No global collapse of food webs across the Permian-Triassic Mass Extinction
No global collapse of food webs across the Permian-Triassic Mass Extinction
Karapunar, B.; Strydom, T.; Beckerman, A. P.; Ridgwell, A.; Wignall, P. B.; Dunne, J. A.; Little, C. T. S.; Hull, P.; Pimiento, C.; Dunhill, A.
AbstractThe Permian-Triassic mass extinction (PTME), the Earth's most severe biotic crisis associated with extreme environmental perturbations, eliminated >80% of marine species. However, whether it triggered a globally pervasive top-down collapse of marine food webs, and whether recovery proceeded through bottom-up reassembly, remain unresolved. Here we reconstruct spatially explicit metacommunity food webs from seven regions spanning equatorial to high latitudes to test how extinction dynamics and ecosystem reorganization varied geographically. By integrating estimates of community structure and species interactions, we provide direct inference on trophic disruption across the PTME. Despite catastrophic species loss and flattening of the latitudinal diversity gradient, trophic collapse was not globally uniform, and higher trophic levels were not globally truncated. Instead, extinction selectivity was spatially heterogenous and tracked environmental severity.

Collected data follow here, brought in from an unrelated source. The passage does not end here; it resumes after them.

PR #896, opened 2021-04-19
feat(ui): rocksdb fields in stmt/slowquery copr tab

shhdgit:
Show rocksdb fields in Slow Query and Statement detail -> copr tab.

Slow Query:
image

Statement:
image


ui/lib/utils/callableCache.ts
```diff
@@ -0,0 +1,39 @@
...
+ *
+ * cachedSomeFunction.call() // e.g. 12345
+ * cachedSomeFunction.call() // 12345
+ *
+ * cachedSomeFunction.clear()
+ *
+ * cachedSomeFunction.call() // e.g. 12346
+ */
+export const cache = <Fn extends Function>(fn: Fn): Cacheable<Fn> => {
+  const call: any = (...args: any[]) => {
```
breeswish, line 22: Maybe better to memorize this functions.

ui/lib/apps/SlowQuery/pages/Detail/DetailTabCopr.tsx
```diff
@@ -30,9 +21,22 @@ export default function TabCopr({ data }: ITabCoprProps) {
...
+    genShortValueTooltipValueItem(data, 'rocksdb_key_skipped_count'),
   ]
   const columns = valueColumns('slow_query.fields.')
   return (
     <CardTable cardNoMargin columns={columns} items={items} extendLastColumn />
   )
 }
+
+// TODO: refactor items code gen for all DetailsList
+function genShortValueTooltipValueItem(data: SlowqueryModel, key: string) {
```
breeswish, line 37: What if the field does not exist? It would be confusing to display the value as 0, instead of not display at all.

ui/lib/apps/SlowQuery/pages/Detail/DetailTabCopr.tsx
```diff
@@ -30,9 +21,22 @@ export default function TabCopr({ data }: ITabCoprProps) {
       key: 'cop_wait_addr',
       value: data.cop_wait_addr,
     },
+    genShortValueTooltipValueItem(data, 'rocksdb_block_cache_hit_count'),
```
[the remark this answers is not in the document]
shhdgit: Sorry, I was in too much of a hurry. Would this be better now?

ui/lib/apps/Statement/translations/zh.yaml
```diff
@@ -152,3 +152,13 @@ statement:
     rocksdb_block_read_count_tooltip: RocksDB 从文件系统中读数据的次数 (block_read_count)
     rocksdb_block_read_byte: RocksDB 文件系统读数据量
     rocksdb_block_read_byte_tooltip: RocksDB 从文件系统中读数据的数据量 (block_read_byte)
```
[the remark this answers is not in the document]
shhdgit: These are used in the selection columns of the statement. Maybe I can extract these into a single file.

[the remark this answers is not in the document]
breeswish: I got it. So seems that there is a mistake in the previous column selection implementation, for example, in statement we should display only one column for `rocksdb_delete_skipped_count`, named as "Mean RocksDB ..." and display a bar (order by avg) with a max line.

ui/lib/apps/Statement/utils/useSchemaColumns.ts
```diff
@@ -0,0 +1,28 @@
...
+  .getInstance()
+  .statementsTableColumnsGet.bind(client.getInstance())
+
+export const useSchemaColumns = () => {
+  const [isLoading, setLoading] = useState(true)
+  const [schemaColumns, setSchemaColumns] = useState<string[]>([])
+
+  useEffect(() => {
+    const fetchSchemaColumns = async () => {
+      const { data } = await cache(statementsTableColumnsGet).call()
```
breeswish, line 16: Does this mean that it will only send requests for the first time? Then there may be issues since we want to support the upgrading scenario. In this scenario, the columns may be changed.

I think we might be able to just remove this cache, or add TTL to it.

BTW I would prefer to add the cache layer to the API (inside utils), instead of inside the business part, if it is really necessary. The reason is simple that there may be multiple business parts calling this API endpoint and they should share the same cache.

ui/lib/apps/SlowQuery/pages/Detail/DetailTabCopr.tsx
```diff
@@ -30,9 +21,25 @@ export default function TabCopr({ data }: ITabCoprProps) {
...
   const columns = valueColumns('slow_query.fields.')
   return (
     <CardTable cardNoMargin columns={columns} items={items} extendLastColumn />
   )
 }
+
+// TODO: refactor items code gen for all DetailsList
+function genShortValueTooltipValueItem(
+  data: SlowqueryModel,
+  key: keyof SlowqueryModel
```
breeswish, line 39: 👍 knowledge++

ui/lib/apps/Statement/utils/useSchemaColumns.ts
shhdgit: Yes, I'm considering adding it to useClientRequest.

breeswish: I suspect the design of this cache may take some time to be nice. Let's separate it out in this PR :)

breeswish: And, if we are already talking about useClientRequest + cache, then.... 😏 it may be time to consider something like [SWR](https://swr.vercel.app/)!

shhdgit: That's right! SWR is a good option. We do need API cache switch in some scenario, now is global configuration.

shhdgit: And I think in-memory TTL is unnecessary in client side. Maybe upgrading scenario requires its own mechanism in client side? Like refresh all cache, etc. Otherwise the upgrade logic will be separated everywhere.

shhdgit:
In table list:
image
image

In detail list:
image

ui/lib/apps/Statement/utils/useSchemaColumns.ts
shhdgit: I found that [ahooks useRequest](https://ahooks.js.org/zh-CN/hooks/async) is good enough.

breeswish: A common problem for these libraries is cancellation I remember.

ui/lib/apps/Statement/utils/tableColumns.tsx
```diff
@@ -232,34 +232,46 @@ export function statementColumns(
...
+    avgMaxColumn(
+      tcf,
+      'avg_rocksdb_block_read_count',
+      'short',
+      rows
+    ).patchConfig({
       minWidth: 220,
       maxWidth: 250,
     }),
+    avgMaxColumn(tcf, 'avg_rocksdb_block_read_byte', 'short', rows).patchConfig(
```
breeswish, line 269: bytes as a unit may be better.

ui/lib/apps/Statement/pages/Detail/PlanDetailTabCopr.tsx
```diff
@@ -4,32 +4,45 @@ import { StatementModel } from '@lib/client'
...
-    },
-  ]
+    genShortValueTooltipValueItem(data, 'avg_processed_keys'),
+    genShortValueTooltipValueItem(data, 'max_processed_keys'),
+    genShortValueTooltipValueItem(data, 'avg_total_keys'),
+    genShortValueTooltipValueItem(data, 'max_total_keys'),
+    genShortValueTooltipValueItem(data, 'avg_rocksdb_block_cache_hit_count'),
+    genShortValueTooltipValueItem(data, 'max_rocksdb_block_cache_hit_count'),
+    genShortValueTooltipValueItem(data, 'avg_rocksdb_block_read_byte'),
+    genShortValueTooltipValueItem(data, 'max_rocksdb_block_read_byte'),
```
breeswish, line 25: Seems that these two should be formatted as xxxKiB or xxxMiB.

ui/lib/apps/SlowQuery/pages/Detail/DetailTabCopr.tsx
```diff
@@ -30,9 +21,25 @@ export default function TabCopr({ data }: ITabCoprProps) {
       key: 'cop_wait_addr',
       value: data.cop_wait_addr,
     },
+    genShortValueTooltipValueItem(data, 'rocksdb_block_cache_hit_count'),
+    genShortValueTooltipValueItem(data, 'rocksdb_block_read_byte'),
```
breeswish, line 25: Ditto. It's a byte unit data.

breeswish (commented):
The rest LGTM

ui/lib/apps/Statement/utils/tableColumns.tsx
shhdgit: fixed

ui/lib/apps/Statement/pages/Detail/PlanDetailTabCopr.tsx
```diff
@@ -46,3 +50,13 @@ function genShortValueTooltipValueItem(
     value: <ShortValueWithTooltip value={Number(data[key])} />,
   }
 }
+
+function genScaledBytesTooltipValueItem(
```
breeswish, line 54: I suspect whether `genShortValueTooltipValueItem` and `genScaledBytesTooltipValueItem` is necessary :) Seems that it introduces new concepts / abstractions without reducing code duplicates.

ui/lib/components/index.ts
```diff
@@ -44,8 +44,11 @@ export * from './InstanceSelect'
 export { default as InstanceSelect } from './InstanceSelect'
 export * from './MultiSelect'
 export { default as MultiSelect } from './MultiSelect'
-export * from './ShortValueWithTooltip'
-export { default as ShortValueWithTooltip } from './ShortValueWithTooltip'
+export * from './ValueWithTooltip'
+export {
+  default as ShortValueWithTooltip,
+  ScaledBytesWithTooltip,
```
breeswish, line 50: I would prefer to use `<ValueWithTooltip.Short />`, `<ValueWithTooltip.Bytes />`, etc.

Actually it can also be `<FormatValue model="plain|short|bytes|..." value="..." />`

breeswish (approved):

ui/lib/apps/Statement/pages/Detail/PlanDetailTabCopr.tsx
shhdgit: Yes, maybe I should resolve the todo I left here before. `// TODO: refactor items code gen for all DetailsList`
There's second time I meet the code.

ui/lib/apps/Statement/utils/useSchemaColumns.ts
shhdgit: About what?

https://github.com/alibaba/hooks/blob/master/packages/use-request/src/useAsync.ts#L210

ui/lib/apps/Statement/utils/useSchemaColumns.ts
```diff
@@ -1,28 +1,29 @@
...
 const statementsTableColumnsGet = client
   .getInstance()
   .statementsTableColumnsGet.bind(client.getInstance())
 
 export const useSchemaColumns = () => {
-  const [isLoading, setLoading] = useState(true)
   const [schemaColumns, setSchemaColumns] = useState<string[]>([])
+  const { data: resp, loading } = useRequest(statementsTableColumnsGet, {
+    cacheKey: 'stmt_schema',
+    staleTime: 300000,
```
breeswish, line 14: We have a cache at server side, do we really need it?

ui/lib/apps/Statement/utils/useSchemaColumns.ts
```diff
@@ -1,28 +1,29 @@
...
-import { cache } from '@lib/utils/callableCache'
 
 const statementsTableColumnsGet = client
   .getInstance()
   .statementsTableColumnsGet.bind(client.getInstance())
 
 export const useSchemaColumns = () => {
-  const [isLoading, setLoading] = useState(true)
   const [schemaColumns, setSchemaColumns] = useState<string[]>([])
+  const { data: resp, loading } = useRequest(statementsTableColumnsGet, {
```
breeswish, line 12: I believe `useRequest` and similar hooks (like useSWR) are not well adapted if they are introduced directly. For example, as you can see, we must create a binding manually `statementsTableColumnsGet` to use, which is unpleasant. This cache is also not shared cross modules. The adoption of such libraries needs some more refinements :)

breeswish (approved):

ui/lib/apps/Statement/utils/useSchemaColumns.ts
breeswish: I'm open to implementations that even use `Proxy` to transparently handle these things, if it is needed.

shhdgit: That's right! Let me think about it.

breeswish (approved):

shhdgit:
/cc @baurine 
PTAL!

Benthic, low-motility herbivores with limited respiratory capacity were disproportionately lost, consistent with intensified warming, deoxygenation and disruption of primary productivity under elevated pCO2. Mid- to high-latitude communities became top-heavy and structurally complex, whereas tropical systems remained bottom-heavy and less robust to secondary extinction. These results demonstrate that trophic disruption and recovery were geographically structured, mediated by environmental forcing, species traits and pre-extinction food-web architecture, with implications for predicting marine ecosystem responses to ongoing climate change.